## Exercise objective
If a line in the entries below includes the string "correct", copy it out.

## Entries supplied
PR #2584, opened 2021-04-28
Tentative fix #2580

### LINKED ISSUE #2580: Link to other cases from loqus erratic
The sv loqus box reports the correct number of cases, but links to other cases are only made seemingly stochastically. See e.g. https://scout.scilifelab.se/cust002/F0037887-2/sv/variants/5046c0363f2daa27494a98ece7f99733. Here several of the other cases actually do belong to cust002 and should be shown, although a couple don't and shouldn't.

Appears the case list might break off when there is even a single case that belongs to another institute - a misplaced continue or comprehension if perhaps? I could have a look tomorrow earliest..

northwestwitch:
- Skip calling parse_document_id to create a variant["variant_id] to look for the same variant in other cases, since the other variants share the same document_id with the variant in question.
- A more precise Loqus case counter, that when counting total cases takes into account only cases having that specific type of variant (snv/sv).

A bit complicated to test on stage, since it's running queries to loqus prod, but at least the stats for SNVs seem to work!

**How to test**:

**Expected outcome**:

**Review:**
- [ ] code approved by
- [ ] tests executed by

### DIFF
--- a/scout/server/blueprints/variant/controllers.py
+++ b/scout/server/blueprints/variant/controllers.py
@@ -330,7 +330,7 @@ def observations(store, loqusdb, case_obj, variant_obj):
         LOG.debug("Could not find any observations for %s", composite_id)
         obs_data["total"] = loqusdb.case_count(
             variant_category=variant_obj["category"]
-        )  # count only case having the specifuc type of variant (snv/sv)
+        )  # count only cases having the specific type of variant (snv/sv)
         return obs_data
 
     user_institutes_ids = set([inst["_id"] for inst in user_institutes(store, current_user)])
--- a/scout/server/blueprints/variant/controllers.py
+++ b/scout/server/blueprints/variant/controllers.py
@@ -352,7 +352,7 @@ def observations(store, loqusdb, case_obj, variant_obj):
             # If the user does not have access to the information we skip it
             continue
 
-        other_variant = store.variant(document_id=variant_obj[""])
+        other_variant = store.variant(document_id=variant_obj["variant_id"])
         # If the other variant is not loaded we skip it
         if not other_variant:
             continue
--- a/scout/server/blueprints/variant/controllers.py
+++ b/scout/server/blueprints/variant/controllers.py
@@ -352,7 +352,9 @@ def observations(store, loqusdb, case_obj, variant_obj):
             # If the user does not have access to the information we skip it
             continue
 
-        other_variant = store.variant(document_id=variant_obj["variant_id"])
+        other_variant = store.variant(
+            case_id=other_case["_id"], document_id=variant_obj["variant_id"]
+        )
         # If the other variant is not loaded we skip it
         if not other_variant:
             continue
--- a/scout/server/blueprints/variant/controllers.py
+++ b/scout/server/blueprints/variant/controllers.py
@@ -328,7 +328,9 @@ def observations(store, loqusdb, case_obj, variant_obj):
     obs_data = loqusdb.get_variant(variant_query, loqusdb_id=institute_obj.get("loqusdb_id")) or {}
     if not obs_data:
         LOG.debug("Could not find any observations for %s", composite_id)
-        obs_data["total"] = loqusdb.case_count()
+        obs_data["total"] = loqusdb.case_count(
+            variant_category=variant_obj["category"]
+        )  # count only case having the specifuc type of variant (snv/sv)
         return obs_data
 
     user_institutes_ids = set([inst["_id"] for inst in user_institutes(store, current_user)])
--- a/scout/server/blueprints/variant/controllers.py
+++ b/scout/server/blueprints/variant/controllers.py
@@ -1,7 +1,7 @@
 import logging
 from datetime import date
 
-from flask import url_for
+from flask import flash, url_for
 from flask_login import current_user
 
 from scout.constants import (
@@ -335,6 +335,7 @@ def observations(store, loqusdb, case_obj, variant_obj):
     user_institutes_ids = set([inst["_id"] for inst in user_institutes(store, current_user)])
 
     obs_data["cases"] = []
+    flash(obs_data)
     for i, case_id in enumerate(obs_data.get("families", [])):
         if i > 10:
             break
--- a/scout/server/blueprints/variant/controllers.py
+++ b/scout/server/blueprints/variant/controllers.py
@@ -1,7 +1,7 @@
 import logging
 from datetime import date
 
-from flask import flash, url_for
+from flask import url_for
 from flask_login import current_user
 
 from scout.constants import (
@@ -19,7 +19,6 @@ from scout.constants import (
     MOSAICISM_OPTIONS,
     VERBS_MAP,
 )
-from scout.parse.variant.ids import parse_document_id
 from scout.server.extensions import cloud_tracks, gens
 from scout.server.links import ensembl, get_variant_links
 from scout.server.utils import (
@@ -335,7 +334,6 @@ def observations(store, loqusdb, case_obj, variant_obj):
     user_institutes_ids = set([inst["_id"] for inst in user_institutes(store, current_user)])
 
     obs_data["cases"] = []
-    flash(obs_data)
     for i, case_id in enumerate(obs_data.get("families", [])):
         if i > 10:
             break
@@ -353,8 +351,8 @@ def observations(store, loqusdb, case_obj, variant_obj):
         if user_institutes_ids.isdisjoint(other_institutes):
             # If the user does not have access to the information we skip it
             continue
-        document_id = parse_document_id(chrom, str(pos), ref, alt, var_type, case_id)
-        other_variant = store.variant(document_id=document_id)
+
+        other_variant = store.variant(document_id=variant_obj[""])
         # If the other variant is not loaded we skip it
         if not other_variant:
             continue
--- a/scout/server/extensions/loqus_extension.py
+++ b/scout/server/extensions/loqus_extension.py
@@ -236,7 +236,7 @@ class LoqusDB:
         except AttributeError:
             raise ConfigError("LoqusDB id not found: {}".format(loqusdb_id))
 
-    def case_count(self):
+    def case_count(self, variant_category="snv"):
         """Returns number of cases in loqus instance
 
         Returns:
@@ -244,7 +244,7 @@ class LoqusDB:
         """
         nr_cases = 0
         case_call = self.get_command()
-        case_call.extend(["cases", "--count"])
+        case_call.extend(["cases", "--count", "-t", variant_category])
         output = ""
         try:
             output = execute_command(case_call)


northwestwitch:
I'll try to write an automatic test to check that this works

scout/server/extensions/loqus_extension.py
```diff
@@ -236,15 +236,15 @@ def get_configured_version(self, loqusdb_id=None):
...
+    def case_count(self, variant_category="snv"):
         """Returns number of cases in loqus instance
 
         Returns:
             nr_cases(int)
         """
         nr_cases = 0
         case_call = self.get_command()
-        case_call.extend(["cases", "--count"])
+        case_call.extend(["cases", "--count", "-t", variant_category])
```
northwestwitch, line 247: https://github.com/moonso/loqusdb/blob/a6b7ee426357dd493eb31777ded4d6246753c484/loqusdb/commands/view.py#L22

dnil: 👍

scout/server/blueprints/variant/controllers.py
```diff
@@ -352,8 +353,10 @@ def observations(store, loqusdb, case_obj, variant_obj):
         if user_institutes_ids.isdisjoint(other_institutes):
             # If the user does not have access to the information we skip it
             continue
-        document_id = parse_document_id(chrom, str(pos), ref, alt, var_type, case_id)
-        other_variant = store.variant(document_id=document_id)
+
+        other_variant = store.variant(
```
dnil, line 357: Agreed, that is convenient, but still not going to work for all returned SVs, right? loqusdb is destructive in its encoding, so similar, but not identical SVs from different cases will be mapped to the same loqusdb entry, and can not be easily recovered. An approach can be to return links to the exact SV variant iff it exists with the same id in the other case(s), but return the case name and link to the case page if the variant could not be easily identified, like just a jinja template fix. Let me know if you want me to try to draft something for you to check instead!

dnil (changes requested):

scout/server/blueprints/variant/controllers.py
northwestwitch: I had the feeling the matter wasn't so easy to fix (therefore the title of the PR!). Checked now the [code on loqus](https://github.com/moonso/loqusdb/blob/a6b7ee426357dd493eb31777ded4d6246753c484/loqusdb/commands/view.py#L120) and as you say, all SVs matching those coordinates are returned, regardless of the SV type. I'll try to fix accordingly!

northwestwitch:
@dnil this is also ready for a new review

scout/adapter/mongo/variant.py
```diff
@@ -292,6 +292,26 @@ def variant(
...
+            category (str): "sv" or "snv"
+            chrom (str): variant chromosome
+            chrom_end (str): end chromosome
+            start (int): start position
+            end (int): end position
+
+        Returns:
+            variant_obj (Variant): a variant object dictionary
+        """
+        query = dict(case_id=case_id, category=category, chromosome=chrom, position=start, end=end)
```
dnil, line 309: You'll need variant type for this as well to get a boost from the index `caseid_category_chromosome_start_end`!

scout/server/blueprints/variant/controllers.py
```diff
@@ -306,7 +305,9 @@ def observations(store, loqusdb, case_obj, variant_obj):
         obs_data(dict)
     """
     chrom = variant_obj["chromosome"]
+    end_chrom = variant_obj.get("end_chrom", chrom)
```
dnil, line 308: 👍

scout/server/blueprints/variant/controllers.py
```diff
@@ -365,10 +365,19 @@ def observations(store, loqusdb, case_obj, variant_obj):
...
             # If the user does not have access to the information we skip it
             continue
-        document_id = parse_document_id(chrom, str(pos), ref, alt, var_type, case_id)
-        other_variant = store.variant(document_id=document_id)
+
+        other_variant = store.variant(
+            case_id=other_case["_id"], document_id=variant_obj["variant_id"]
+        )
+
+        # IF variant is SV variant, look for variants with different sub_category occurring at the same coordinates
```
dnil, line 373: Hm, why so? Are you thinking like BND vs DEL for different callers?

dnil: This could happen, though e.g. DEL and DUP at the same pos are definately distinct (and would not normally occur in the same case or in a case with a match, so probably safe). More importantly, the start and end coordinates do not have to match exactly, but just be in a vicinity, with the exact interval depending on the size of the variant (rules in loqusdb). In these cases it would be good to return a link to the matched case, even if the variant was not found.

scout/server/blueprints/variant/controllers.py
```diff
@@ -365,10 +365,19 @@ def observations(store, loqusdb, case_obj, variant_obj):
...
+        if other_variant is None and category == "sv":
+            other_variant = store.case_variant_by_coordinates(
+                other_case["_id"], category, chrom, end_chrom, pos, end
+            )
+
         # If the other variant is not loaded we skip it
-        if not other_variant:
+        if other_variant is None:
```
dnil, line 380: Like here: we should append other case and a set variant None. There is even code for that in the template already:
https://github.com/Clinical-Genomics/scout/blob/df3020ef7a119f7b1f1d76f86c78c73c518c9aa8/scout/server/blueprints/variant/templates/variant/variant_details.html#L183

My current feeling is that the whole issue would be fixed by deleting L380-381 here, but is is probably also good to keep the search-for-different-subtypes part to catch a few more variants exactly?

dnil (changes requested):

scout/server/blueprints/variant/controllers.py
northwestwitch: No you are right, looking at the loqus code, the query if performed only on variants with the same sub-category. I'll fix! I've checked the rules in loqus (as you suggested) and I see how the query is runned now (not exact match, whoch makes a lot of sense for SVs). I might end up with a slightly different solution but I'm aware of the thing now!

scout/adapter/mongo/variant.py
```diff
@@ -292,6 +292,52 @@ def variant(
...
+                query,
+            )
+        )
+        if not overlapping_svs:
+            return None
+        if len(overlapping_svs) == 1:
+            return overlapping_svs[0]
+
+        # If more than one SV is overlapping with this variant
+        # return the one with most similar size
```
northwestwitch, line 331: It ended up very different from the [loqus algorithm](https://github.com/moonso/loqusdb/blob/a6b7ee426357dd493eb31777ded4d6246753c484/loqusdb/plugins/mongo/structural_variant.py#L232). If you don't like it @dnil I can use the code in LoqusDB instead. The thing is, it's not really an exact match so any criterion is good as long as one like it..

scout/server/blueprints/variant/controllers.py
dnil: Agree: it makes sense to run a more complex query, but chances are that will also come up negative, so I still think leaving it with case=other_case, variant=None is much better than just hiding the original loqus hit and implicitly pretending the variant was from another institute..

scout/adapter/mongo/variant.py
dnil: 😄 Indeed, you will find quite a handful of others over time in SVDB, as well as in the loqusdb project. I think the salient point is having some agreement between # found and the number reported.

This works for me. Anything with a lambda in it is already very high up on my liking, and reusing the existing scout overlap definition is very nice. To get the exact same result as loqusdb with the loqusdb code you also need to be using the data from its clustering. It will also create a slightly uncomfortable dependency. 
The results should be very similar when it comes to del / dup recall, but will have some issues with BNDs on different chr, potentially also with inversions.

dnil (approved):
We should test this some more before merging, but my most important concern is just that we keep an opening for forwarding the counted matches number of cases from loqus to the user, as long as the user is allowed to view those cases. Going to the variant directly is important, but less so than being able to ascertain the phenotype.

scout/server/blueprints/variant/controllers.py
northwestwitch: I agree, better than nothing!

northwestwitch:
I'm going to install this branch on stage to give it a try there now

northwestwitch:
Testing with one SNV: https://scout-stage.scilifelab.se/cust000/643594-300M/88f6e9015fe13d1255fbe28e198c4c97

Master:
image


This branch: 🆗 

image


--------

Testing with one SV: https://scout-stage.scilifelab.se/cust000/643594-300M/sv/variants/2923e3e133fdc0ced728cbca91c22bd0

Master branch:
image


This branch: 
image

dnil:
Nice! Much better, though one gets curious about what the other three cases were? Simply not loaded into stage, or something else? We should also confirm the other way around that when logging in with a regular user, only collaborators are shown.

dnil:
Oh, ok, sorry didn't read the last comment. It does need to honor the variant category.

dnil:
🤔 Now that is worth some consideration. Absolute transitivity is not expected, but some level at least. Since the obs count is 0 I dont think that new issue is primarily with Scout? This looks like a case for checking first what the variant looks like in loqus, that the command line tool returns the same, and then passing on an issue or checking the loqus overlap code directly? Perhaps there is a mistake in the "contained in" case?

northwestwitch:
Yes the total number of cases = 0 is strange.. I'm very confused.

northwestwitch:
The variant should be found by loqus, if Scout sends the right info for building the query:

16052 is superbbison:

image

northwestwitch:
While being on the page of the [problematic variant](https://scout-stage.scilifelab.se/cust003/16052/sv/variants/4eeed3ef06cc25cf3da2e3e79f06d01a)

The query is sent like this:
`2021-05-10 15:06:52 clinical-db.scilifelab.se scout.server.extensions.loqus_extension[19773] ERROR ['/home/hiseq.clinical/miniconda/envs/S_loqusdb/bin/loqusdb', '--config', '/home/hiseq.clinical/servers/config/clinical-db.scilifelab.se/loqusdb.yaml', 'variants', '--to-json', '--variant-id', '11_14870001_T_<DUP>', '--case-count', '-t', 'sv', '-c', '11', '-s', '14870001', '-e', '14905000', '--end-chromosome', '11', '--sv-type', 'DUP']`

And returns the correct info:
```
2021-05-10 15:06:54 clinical-db.scilifelab.se scout.server.extensions.loqus_extension[19773] ERROR {'chrom': '11', 'end_chrom': '11', 'sv_type': 'DUP', 'pos_sum': 133834403, 'end_sum': 134144836, 'observations': 9, 'length': 34492, 'families': ['fondkoi', 'happyclam', 'neededant', 'idealtetra', 'stableorca', 'simpleearwig', 'mutualtrout', 'sacredcaiman', 'superbbison'], 'pos_left': 14868489, 'pos_right': 14872489, 'end_left': 14902981, 'end_right': 14906981, 'total': 4432}
2021-05-10 15:06:59 clinical-db.scilifelab.se scout.server.extensions.loqus_extension[19773] ERROR Could not find a Loqus instance with id:
2021-05-10 15:06:59 clinical-db.scilifelab.se scout.server.extensions.loqus_extension[19773] ERROR Could not find a Loqus instance with id:
```

But check at the last 2 lines. There is an error somewhere in Scout!

dnil:
Did you do the ordinary-user test as well to be sure we don't suddenly give away too much?

northwestwitch:
> Did you do the ordinary-user test as well to be sure we don't suddenly give away too much?

No I've used my admin user. I can check!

## Answer space
The sv loqus box reports the correct number of cases, but links to other cases are only made seemingly stochastically. See e.g. https://scout.scilifelab.se/cust002/F0037887-2/sv/variants/5046c0363f2daa27494a98ece7f99733. Here several of the other cases actually do belong to cust002 and should be shown, although a couple don't and shouldn't.
And returns the correct info:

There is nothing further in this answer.